- Born: Berthe Isapow 4 November 1925 Paris, France
- Died: 6 April 1996 (aged 70) Bazas, France
- Movement: Bertisme
- Spouse: Adolph Hess
- Website: ijberthehess.com

= I.J. Berthe Hess =

French painter

I. J. Berthe Hess (4 November 1925 - 6 April 1996) was a French-born painter recognized for having created the Bertisme technique, which involves the "sculpting" by brush of great quantities of oil paint on canvas.

==Early life==
Hess was born Berthe Isapow on 4 November 1925 in Belleville, Paris, France to Russian parents, Joseph and Chaja Isapow, who owned a leather factory and had four other children. On her father's side, she is related to Igor Stravinsky, the Russian composer.
In 1933, when Berthe was eight years of age, they moved to the Porte des Lilas. During the second world war, their house was used by partisans and resistants, and Berthe was engaged in delivering messages to French Resistance leader, Jean Moulin.
At the age of 24, she met a 21-year-old British citizen, Adolph Hess. They married immediately and in 1951, she gave birth to a daughter, the dancer and choreographer Mauricette Fortunée Hess, mother of singer, musician and graphic novel author, Sol Hess.

==Career==

Les Chevaux Demi-Sauvages, by Hess, 1964

During her career, she both signed her work and authenticated it by a thumb print in the back of the canvas. Hess' Bertisme technique, named as such by the influential British art critic Peter Fuller, involved the "sculpting" by brush of great quantities of oil paint on canvas. As a result, the surface on most paintings by Hess are about two inches thick and took up to several years to dry. When seen up-close, the surface appears as a labyrinth of colour and light trapped in thick tunnels of paint and, when viewed from a certain distance, Hess' scenes progressively emerge from the canvas. The biggest paintings would take her a year to complete and seven years to dry.
As Hess' production was greatly limited in terms of quantity by the time each painting took, her work is extremely rare. In addition the technique is so demanding and complex that it has been said to be impossible to forge, and all attempts to do so seem to have failed.

Due to its use of colour and light, Bertisme has often been described as being "One Step Beyond Impressionism", and while Hess has been compared to artists such as Turner, Pissarro, Manet, Rubens, Utrillo, and also Pollock, it has however been admitted by all that her work is unique. In 1969, Peter Fuller, who was to write a book about Hess before his tragic accident declared Hess' art as "… a real contribution to the art of this century."

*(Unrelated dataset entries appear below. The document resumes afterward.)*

PR #491, opened 2025-03-06
[pubsub] Disable flaky test until better solution

dmtrskv:
The pub-sub test is extremely prone to failing in CI, yet often passes locally.
Example: https://github.com/NilFoundation/nil/actions/runs/13705312486/job/38329100031?pr=488
Here I disable the "complex scenario" but keep the code so that it can be run locally if desired.

This way of testing libp2p really makes little sense. At the basic level, libp2p works. Complex cases can only work on a real network anyway.

### DIFF
--- a/nil/internal/network/pubsub_test.go
+++ b/nil/internal/network/pubsub_test.go
@@ -94,6 +94,9 @@ func (s *PubSubSuite) TestTwoHosts() {
 }
 
 func (s *PubSubSuite) TestComplexScenario() {
+	// todo: this test often fails in CI but works locally
+	s.T().SkipNow()
+
 	const n = 5
 	const centralHost = 3
 


nil/internal/network/pubsub_test.go
```diff
@@ -94,6 +94,9 @@ func (s *PubSubSuite) TestTwoHosts() {
 }
 
 func (s *PubSubSuite) TestComplexScenario() {
+	// todo: this test often fails in CI but works locally
+	s.T().SkipNow()
```
olegrok, line 98: Don't it disable whole test suite?

dmtrskv: It would have been weird.
`Execution will continue at the next test or benchmark`

olegrok: Yes. But from Go point of view we run only one test here. And it's 
https://github.com/NilFoundation/nil/blob/8c1e8cc4b9c73ec55465695fcb1dac60c741d5fd/nil/internal/network/pubsub_test.go#L230

olegrok: But it should work https://github.com/stretchr/testify/issues/473#issuecomment-522370318

olegrok (approved):

PR #504, opened 2025-03-07
[execution] increase default balance for default faucets

olegrok:
Balance before: ~10^14
Default gas price: ~10^7
Gas to process one faucet request: ~10^4

That mean faucet can perform only 1k transactions. That's extremely small even for our test environment. So let's increase default balance of faucets in 10^6 times.


avm (approved):
I wonder if we need a constant for a unit of currency commeasurable with gas prices, like gwei in ETH...

PR #506, opened 2025-03-07
Implement check for rollup contracts

AndreyMlashkin:


nix/rollup-bridge-contracts.nix
```diff
@@ -45,8 +45,11 @@ stdenv.mkDerivation rec {
     npx hardhat clean && npx hardhat compile
   '';
 
+  doCheck = enableTesting;
```
akokoshn, line 48: seems it useless till we have no unit tests

AndreyMlashkin: fixed

PR #510, opened 2025-03-08
refactor(synccommittee): Use `execution.StateDB` instead of custom vm.StateDB

x-mass:
Refactored the tracer to use `execution.StateDB` instead of a custom `vm.StateDB` implementation. This change enables comparison between the original block hash and the traced block hash, ensuring all operations remain consistent.

Key changes:
- Introduced `OnTxStart` and `OnTxEnd` hooks in the tracing package, moving all per-transaction tracer calls into these hooks.
- Modified the `GetContract` method in the debug API to include proof of absence when a contract does not exist. This proof is either the longest matched path with the queried contract path or the root node if no path matches at all. This ensures we can prove the absence of even the beginning of such a path in the trie. Includes adjustment to `mpt.BuildProof` function.
- Refactored the ZKEVM tracer to avoid relying on values unavailable in the EVM tracing hook context. To fetch the current code when needed, added a `Code()` method to `tracing.OpContext`.
- Significantly changed the MPT tracer: it now computes differences between tries by traversing a trie with the initial root and comparing it against a trie with the current root. This eliminates the need to track changed values during tracing—only the initial and current roots are required, along with the underlying database storing all accessed values.


nil/services/synccommittee/prover/tracer/evm_tracer.go
```diff
@@ -0,0 +1,210 @@
...
+
+	"github.com/NilFoundation/nil/nil/common"
+	"github.com/NilFoundation/nil/nil/internal/tracing"
+	"github.com/NilFoundation/nil/nil/internal/types"
+	"github.com/NilFoundation/nil/nil/internal/vm"
+)
+
+type transactionTraceContext struct {
+	evm *vm.EVM // EVM instance re-running current transaction
+	// code      []byte      // currently executed code
```
oclaw, line 14: remove?

nil/services/synccommittee/prover/tracer/evm_tracer.go
```diff
@@ -0,0 +1,210 @@
...
+	// codeHash  common.Hash // hash of this.code
+	rwCounter *RwCounter // inherited from TracerStateDB, sequential RW operations counter
```
oclaw, line 16: Looks like the comment is irrelevant now

nil/services/synccommittee/prover/tracer/evm_tracer.go
```diff
@@ -0,0 +1,210 @@
...
+
+	return nil
+}
+
+type Tracer struct {
+	stateDb   vm.StateDB
+	Traces    ExecutionTraces
+	Stats     *Stats
+	rwCounter *RwCounter // sequential RW operations counter
+	// Reinited for each transaction
```
oclaw, line 129: I do not see now where it is reset between txs now. Is it relevant info?

nil/services/synccommittee/prover/tracer/evm_tracer.go
```diff
@@ -0,0 +1,210 @@
...
+	txnTraceCtx *transactionTraceContext
+	txnCtr      uint
```
oclaw, line 131: curTxIdx?

nil/internal/vm/interpreter.go
```diff
@@ -183,6 +188,7 @@ func (in *EVMInterpreter) Run(contract *Contract, input []byte, readOnly bool) (
 			if err == nil {
 				return
 			}
+			var _ tracing.OpContext = callContext
```
oclaw, line 191: Is it used somehow?

nil/services/synccommittee/prover/tracer/evm_tracer.go
```diff
@@ -0,0 +1,210 @@
...
+			defer verifyIntegrity()
+
+			if err := t.txnTraceCtx.processOpcode(t.Stats, pc, op, gas, scope, returnData); err != nil {
+				err = fmt.Errorf("pc: %d opcode: %X, gas: %d, cost: %d, mem_size: %d bytes, stack: %d items, ret_data_size: %d bytes, depth: %d cause: %w",
+					pc, op, gas, cost, len(scope.MemoryData()), len(scope.StackData()), len(returnData), depth, err,
+				)
+
+				// tracer by default should not affect the code execution but since we only run code to collect the traces - we should know
+				// about any failure as soon as possible instead of continue running
+				panic(managedTracerFailureError{underlying: err})
```
oclaw, line 190: This code is now seem to be handled by default StateDB logic so we will not be able to differ tracer error from any other panic happened during reexecution. Is there any option to keep tracking tracer errors in new impl?

nil/services/synccommittee/prover/tracer/evm_tracer.go
x-mass: Yep, it is done inside `OnTxEnd` hook

nil/services/synccommittee/prover/tracer/evm_tracer.go
x-mass: This error will be put into transaction execution result, we could determine the fact it was raised from tracer.
https://github.com/NilFoundation/nil/blob/2c3b38d8a6f4dcb21467f919dd56aae5b8591fd2/nil/internal/execution/state.go#L985

nil/internal/vm/interpreter.go
x-mass: No, removed

nil/services/synccommittee/prover/tracer/evm_tracer.go
oclaw: Yes, but now it is just a panic from the execution error. So some of our code in sync committee error handling may fail to determine the cause of an error. So I suggest keep extraction of the actual resaon inside tracer-related code (as it were before) instead of leaving it to the calling code
cc @zadykian

nil/services/synccommittee/prover/tracer/evm_tracer.go
oclaw: Maybe I got blind but where? :) 
Current code is 
```
		OnTxEnd: func(tx *types.Transaction, err types.ExecError) {
			if err := t.saveTransactionTraces(); err != nil {
				panic(err)
			}
			t.resetTxnTrace()
		}
```
And resetTxnTrace only sets context to nil. And rwCounter seems to be persistent between transactions

nil/services/synccommittee/prover/tracer/evm_tracer.go
x-mass: Added method `CollectErrors` which concats all errors occured during opcodes tracing

nil/services/synccommittee/prover/tracer/evm_tracer.go
x-mass: `rwCounter` is incremented from tracers. There was an issue with `curTxIdx` not incremented, though.

nil/services/synccommittee/prover/tracer/evm_tracer.go
```diff
@@ -0,0 +1,209 @@
...
+
+			// debug-only: ensure that tracer impl did not change any data from the EVM context
+			verifyIntegrity := assertEVMStateConsistent(pc, scope, returnData)
+			defer verifyIntegrity()
+
+			if err := t.txnTraceCtx.processOpcode(t.Stats, pc, op, gas, scope, returnData); err != nil {
+				err = fmt.Errorf("pc: %d opcode: %X, gas: %d, cost: %d, mem_size: %d bytes, stack: %d items, ret_data_size: %d bytes, depth: %d cause: %w",
+					pc, op, gas, cost, len(scope.MemoryData()), len(scope.StackData()), len(returnData), depth, err,
+				)
+				t.tracingErrors = append(t.tracingErrors, err)
```
oclaw, line 182: We still need to interrupt tracing here. If we have encountered an error during tracing once - all the following trace might be screwed

x-mass: Now we keep the first ocurred error and skip further tracing if it is not `nil`. If there was a panic after that error, we still include it into resulting error.

nil/internal/execution/state.go
```diff
@@ -313,13 +323,37 @@ func NewExecutionState(tx any, shardId types.ShardId, params StateParams) (*Exec
 	return res, res.initTries()
 }
 
+type DbContractAccessor struct {
+	*ContractTrie
+}
+
+func (ca *DbContractAccessor) GetContract(addr types.Address) (*types.SmartContract, error) {
+	ret, err := ca.Fetch(addr.Hash())
+	return ret, err
```
olegrok, line 332:
```suggestion
	return ca.Fetch(addr.Hash())
```

nil/services/synccommittee/prover/tracer/types.go
```diff
@@ -5,19 +5,20 @@ import (
...
-	AddExpOps(ops []ExpOp)
-	AddKeccakOps(ops []KeccakBuffer)
-	AddZKEVMStates(states []ZKEVMState)
-	AddCopyEvents(events []CopyEvent)
-	AddContractBytecode(addr types.Address, code []byte)
-	SetMptTraces(mptTraces *mpttracer.MPTTraces)
-}
-
-type executionTracesImpl struct {
+// type ExecutionTraces interface {
```
olegrok, line 8: Let's drop if it's unused

nil/internal/execution/state.go
```diff
@@ -611,6 +632,7 @@ func (es *ExecutionState) GetState(addr types.Address, key common.Hash) (common.
 }
 
 func (es *ExecutionState) SetState(addr types.Address, key common.Hash, val common.Hash) error {
+	// nonsense already here
```
olegrok, line 635: nonsense?

nil/services/synccommittee/prover/tracer/traces_collector.go
```diff
@@ -0,0 +1,391 @@
...
+	// Currently, MPT traces will contain only the last traced block. Since there is no MPT circuit yet, it's not a big deal.
+	tc.initMptTracer(shardId, prevBlock.Id, prevBlock.SmartContractsRoot)
+	// Initialize MPT tracer on first call
+	// if tc.mptTracer == nil {
+	// 	tc.initMptTracer(prevBlock.Id, prevBlock.SmartContractsRoot)
+	// }
+	// if tc.mptTracer.RootHash() != prevBlock.SmartContractsRoot {
+	// 	return nil, fmt.Errorf("MPT tracer root hash (%s) doesn't match previous block's smart contracts root (%s)",
+	// 		tc.mptTracer.RootHash(), prevBlock.SmartContractsRoot)
+	// }
```
shermike, line 196: Commented code

nil/services/synccommittee/prover/tracer/types.go
```diff
@@ -31,50 +19,68 @@ type executionTracesImpl struct {
...
+func (tr *ExecutionTraces) SetMptTraces(mptTraces *mpttracer.MPTTraces) {
 	tr.MPTTraces = mptTraces
 }
 
+// Append adds `other` to the end of traces slices, adds kv pairs from `otherTrace` maps
+func (tr *ExecutionTraces) Append(other *ExecutionTraces) {
+	if tr.MPTTraces != nil {
+		panic("you should not merge MPT traces, call `SetMptTraces` once at the end")
+	}
+	tr.MPTTraces = other.MPTTraces
```
akokoshn, line 69: It's merge MPT traces or replace?

nil/services/synccommittee/prover/tracer/traces_collector.go
```diff
@@ -0,0 +1,383 @@
...
+	}
+
+	// Handle genesis block
+	if currentDbgBlock.Id == 0 {
+		// TODO: prove genesis block generation?
+		return nil, ErrCantProofGenesisBlock
+	}
+
+	// Ensure blocks are sequential
+	if tc.lastTracedBlock != nil && currentDbgBlock.Id != *tc.lastTracedBlock+1 {
```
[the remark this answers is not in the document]
x-mass: Because MPT tracer requires state root at the beginning of the block `N+1` to be the same as at the end of block `N`. So we could get a single MPT traces for all processed blocks within a shard

nil/services/synccommittee/prover/tracer/types.go
x-mass: It is the way to ensure we don't miss any MPT traces (`SetMptTraces` is called at the end, not in the middle of tracing), and that containing traces for 
Not clear how MPT traces will look at final version, I decided not to spend time on merging MPT traces from different blocks. Perhaps we will abandon the idea of having a single MPT trace for multiple blocks in favor of per-block traces.

nil/internal/execution/state.go
```diff
@@ -787,7 +805,10 @@ func (es *ExecutionState) ContractExists(address types.Address) (bool, error) {
 		(storageRoot != common.EmptyHash), nil // non-empty storage
 }
 
-func (es *ExecutionState) AddInTransactionWithHash(transaction *types.Transaction, hash common.Hash) {
+func (es *ExecutionState) AddInTransactionWithHash(
+	transaction *types.Transaction,
+	hash common.Hash,
+) {
```
shermike, line 811: Why this change? It seems that the line is no longer than 120 chars.

nil/internal/execution/state.go
```diff
@@ -948,18 +976,28 @@ func (es *ExecutionState) AddOutTransaction(
...
+	)
 
 	return txn, nil
 }
 
-func (es *ExecutionState) sendBounceTransaction(txn *types.Transaction, execResult *ExecutionResult) (bool, error) {
+func (es *ExecutionState) sendBounceTransaction(
+	txn *types.Transaction,
+	execResult *ExecutionResult,
+) (bool, error) {
```
shermike, line 1000: The same - line length is no longer than 120.
And actually the same thing is in many places below.

nil/internal/execution/state.go
```diff
@@ -1651,7 +1718,9 @@ func (es *ExecutionState) CalculateGasForwarding(initialAvailValue types.Value)
 		}
 		if !availValue.IsZero() {
 			// If there is some remaining value due to division inaccuracy, credit it to the first transaction.
-			remainingFwdTransactions[0].FeeCredit = remainingFwdTransactions[0].FeeCredit.Add(availValue)
+			remainingFwdTransactions[0].FeeCredit = remainingFwdTransactions[0].FeeCredit.Add(
+				availValue,
+			)
```
shermike, line 1723: The same, why this change?

nil/internal/execution/state.go
x-mass: I guess, these are leftovers from my experiments with auto formatter. Removed them.

shermike (approved):
Execution part LGTM.

akokoshn (approved):

oclaw (approved):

Hess died 6 April 1996 in Bazas, France.

== The B. H. Corner Gallery ==
In 1967, the Hess family moved to London, England and opened the B. H. Corner Gallery, on Cathedral Place next to Paternoster Square and Saint Paul's Cathedral in the City of London. They used the gallery to promote the work of young contemporary artists, and in 1972 a part of it gave birth to a permanent exhibition of Hess' work.
The gallery was a very popular venue, which saw a procession of all kinds of visitors, including show-business stars, politicians, artists and writers, and was a frequent hangout for all strata of the City's population. Adolph Hess ran the gallery until his death of multiple sclerosis in 1977 after which Berthe and her daughter Mauricette continued his work until 1987 when it had to close due to redevelopment of Paternoster Square.